## Required action
The entries below must be returned exactly as they stand.

Stored data entries
[Start of Attachment]

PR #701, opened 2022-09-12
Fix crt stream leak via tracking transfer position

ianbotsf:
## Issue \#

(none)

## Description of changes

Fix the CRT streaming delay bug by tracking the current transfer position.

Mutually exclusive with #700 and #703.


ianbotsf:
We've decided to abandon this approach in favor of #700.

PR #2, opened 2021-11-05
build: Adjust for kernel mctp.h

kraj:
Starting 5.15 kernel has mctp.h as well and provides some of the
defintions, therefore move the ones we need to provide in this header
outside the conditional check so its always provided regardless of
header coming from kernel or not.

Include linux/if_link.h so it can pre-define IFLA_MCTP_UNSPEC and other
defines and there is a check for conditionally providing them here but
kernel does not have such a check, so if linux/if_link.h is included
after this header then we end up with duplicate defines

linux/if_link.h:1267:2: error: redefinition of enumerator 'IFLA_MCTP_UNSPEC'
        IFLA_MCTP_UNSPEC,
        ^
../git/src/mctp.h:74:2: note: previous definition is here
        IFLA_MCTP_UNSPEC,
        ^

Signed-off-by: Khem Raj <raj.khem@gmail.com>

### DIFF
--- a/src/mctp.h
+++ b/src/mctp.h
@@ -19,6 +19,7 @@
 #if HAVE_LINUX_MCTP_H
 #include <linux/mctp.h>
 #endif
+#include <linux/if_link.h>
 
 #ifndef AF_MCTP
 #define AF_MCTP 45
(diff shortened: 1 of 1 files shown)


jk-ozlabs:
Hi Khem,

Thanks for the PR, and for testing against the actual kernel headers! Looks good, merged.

[End of Attachment]

## Result
PR #701, opened 2022-09-12
Fix crt stream leak via tracking transfer position

ianbotsf:
## Issue \#

(none)

## Description of changes

Fix the CRT streaming delay bug by tracking the current transfer position.

Mutually exclusive with #700 and #703.


ianbotsf:
We've decided to abandon this approach in favor of #700.

PR #2, opened 2021-11-05
build: Adjust for kernel mctp.h

kraj:
Starting 5.15 kernel has mctp.h as well and provides some of the
defintions, therefore move the ones we need to provide in this header
outside the conditional check so its always provided regardless of
header coming from kernel or not.

Include linux/if_link.h so it can pre-define IFLA_MCTP_UNSPEC and other
defines and there is a check for conditionally providing them here but
kernel does not have such a check, so if linux/if_link.h is included
after this header then we end up with duplicate defines

linux/if_link.h:1267:2: error: redefinition of enumerator 'IFLA_MCTP_UNSPEC'
        IFLA_MCTP_UNSPEC,
        ^
../git/src/mctp.h:74:2: note: previous definition is here
        IFLA_MCTP_UNSPEC,
        ^

Signed-off-by: Khem Raj <raj.khem@gmail.com>

### DIFF
--- a/src/mctp.h
+++ b/src/mctp.h
@@ -19,6 +19,7 @@
 #if HAVE_LINUX_MCTP_H
 #include <linux/mctp.h>
 #endif
+#include <linux/if_link.h>
 
 #ifndef AF_MCTP
 #define AF_MCTP 45
(diff shortened: 1 of 1 files shown)


jk-ozlabs:
Hi Khem,

Thanks for the PR, and for testing against the actual kernel headers! Looks good, merged.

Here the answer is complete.